- **PROBLEM STATEMENT**: Once the line with "(diff shortened: 1 of 2 files shown)" is found in the entries below, repeat it and each following line exactly, up to and including the line with "and it seems to be ok.". Add no other lines.

- **EXCERPTED DATA**:
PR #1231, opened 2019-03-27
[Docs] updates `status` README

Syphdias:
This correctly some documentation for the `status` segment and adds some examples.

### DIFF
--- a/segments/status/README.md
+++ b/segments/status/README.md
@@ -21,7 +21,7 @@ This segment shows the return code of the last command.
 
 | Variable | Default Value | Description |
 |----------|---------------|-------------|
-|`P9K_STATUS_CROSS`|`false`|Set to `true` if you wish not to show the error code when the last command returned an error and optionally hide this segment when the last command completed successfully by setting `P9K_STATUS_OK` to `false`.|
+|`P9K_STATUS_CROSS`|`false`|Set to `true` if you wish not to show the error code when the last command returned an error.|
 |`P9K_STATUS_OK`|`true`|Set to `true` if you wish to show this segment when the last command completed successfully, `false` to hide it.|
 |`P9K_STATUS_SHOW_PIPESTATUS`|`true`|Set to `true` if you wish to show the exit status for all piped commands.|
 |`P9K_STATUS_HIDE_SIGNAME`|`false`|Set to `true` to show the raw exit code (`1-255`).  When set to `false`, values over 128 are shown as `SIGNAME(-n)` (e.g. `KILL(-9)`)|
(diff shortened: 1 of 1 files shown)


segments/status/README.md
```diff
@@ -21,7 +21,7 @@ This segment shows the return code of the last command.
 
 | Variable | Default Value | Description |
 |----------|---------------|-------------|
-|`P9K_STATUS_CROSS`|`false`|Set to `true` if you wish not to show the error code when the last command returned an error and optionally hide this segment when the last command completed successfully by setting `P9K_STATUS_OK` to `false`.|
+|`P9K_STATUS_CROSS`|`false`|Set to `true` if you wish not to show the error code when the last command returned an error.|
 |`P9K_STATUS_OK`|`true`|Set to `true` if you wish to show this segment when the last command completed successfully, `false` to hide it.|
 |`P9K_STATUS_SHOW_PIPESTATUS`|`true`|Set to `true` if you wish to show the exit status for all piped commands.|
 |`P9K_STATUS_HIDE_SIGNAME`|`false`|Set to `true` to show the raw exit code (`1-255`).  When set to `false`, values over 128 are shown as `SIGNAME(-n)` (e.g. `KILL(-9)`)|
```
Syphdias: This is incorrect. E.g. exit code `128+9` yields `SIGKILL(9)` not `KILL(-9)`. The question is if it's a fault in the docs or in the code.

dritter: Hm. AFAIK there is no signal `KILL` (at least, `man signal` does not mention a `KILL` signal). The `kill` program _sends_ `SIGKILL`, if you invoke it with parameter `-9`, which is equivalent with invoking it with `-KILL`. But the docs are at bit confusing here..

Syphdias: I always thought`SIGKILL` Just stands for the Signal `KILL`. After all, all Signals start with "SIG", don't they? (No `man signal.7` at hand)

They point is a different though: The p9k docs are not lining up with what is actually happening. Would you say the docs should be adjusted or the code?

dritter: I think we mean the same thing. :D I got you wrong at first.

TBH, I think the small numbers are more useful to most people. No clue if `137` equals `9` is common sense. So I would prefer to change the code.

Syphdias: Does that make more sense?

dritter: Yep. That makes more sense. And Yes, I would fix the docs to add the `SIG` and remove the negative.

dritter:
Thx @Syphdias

...

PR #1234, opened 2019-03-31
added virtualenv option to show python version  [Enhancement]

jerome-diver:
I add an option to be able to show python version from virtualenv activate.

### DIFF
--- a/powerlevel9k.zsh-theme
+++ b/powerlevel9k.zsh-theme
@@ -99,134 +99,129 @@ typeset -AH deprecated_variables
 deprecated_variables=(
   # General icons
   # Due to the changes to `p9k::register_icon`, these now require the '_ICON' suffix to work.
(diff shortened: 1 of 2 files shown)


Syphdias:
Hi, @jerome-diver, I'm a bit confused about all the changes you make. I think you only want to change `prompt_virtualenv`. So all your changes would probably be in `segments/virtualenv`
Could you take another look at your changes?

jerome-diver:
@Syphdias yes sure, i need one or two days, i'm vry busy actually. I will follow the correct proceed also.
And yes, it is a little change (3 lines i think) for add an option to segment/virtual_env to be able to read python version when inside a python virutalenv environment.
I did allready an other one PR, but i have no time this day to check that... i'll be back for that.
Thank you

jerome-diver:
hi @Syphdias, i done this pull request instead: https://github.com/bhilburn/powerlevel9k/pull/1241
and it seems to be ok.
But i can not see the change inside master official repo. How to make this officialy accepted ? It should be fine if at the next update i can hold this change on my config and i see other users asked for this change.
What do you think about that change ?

...

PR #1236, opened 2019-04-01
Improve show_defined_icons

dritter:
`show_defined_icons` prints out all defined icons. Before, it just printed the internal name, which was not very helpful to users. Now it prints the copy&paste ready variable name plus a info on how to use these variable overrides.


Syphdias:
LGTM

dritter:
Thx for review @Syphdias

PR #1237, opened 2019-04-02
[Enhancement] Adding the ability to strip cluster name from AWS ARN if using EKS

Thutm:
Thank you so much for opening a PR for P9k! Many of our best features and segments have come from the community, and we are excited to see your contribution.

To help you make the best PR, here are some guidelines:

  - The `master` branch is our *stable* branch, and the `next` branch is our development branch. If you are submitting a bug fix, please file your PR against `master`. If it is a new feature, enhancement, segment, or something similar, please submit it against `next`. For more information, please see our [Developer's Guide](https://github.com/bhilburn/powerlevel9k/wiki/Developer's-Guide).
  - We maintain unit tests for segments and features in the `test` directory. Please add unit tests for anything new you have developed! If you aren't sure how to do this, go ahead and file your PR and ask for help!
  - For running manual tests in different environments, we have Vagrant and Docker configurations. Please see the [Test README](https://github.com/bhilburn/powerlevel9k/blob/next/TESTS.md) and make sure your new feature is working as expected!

- **FINAL ANSWER**:
(diff shortened: 1 of 2 files shown)


Syphdias:
Hi, @jerome-diver, I'm a bit confused about all the changes you make. I think you only want to change `prompt_virtualenv`. So all your changes would probably be in `segments/virtualenv`
Could you take another look at your changes?

jerome-diver:
@Syphdias yes sure, i need one or two days, i'm vry busy actually. I will follow the correct proceed also.
And yes, it is a little change (3 lines i think) for add an option to segment/virtual_env to be able to read python version when inside a python virutalenv environment.
I did allready an other one PR, but i have no time this day to check that... i'll be back for that.
Thank you

jerome-diver:
hi @Syphdias, i done this pull request instead: https://github.com/bhilburn/powerlevel9k/pull/1241
and it seems to be ok.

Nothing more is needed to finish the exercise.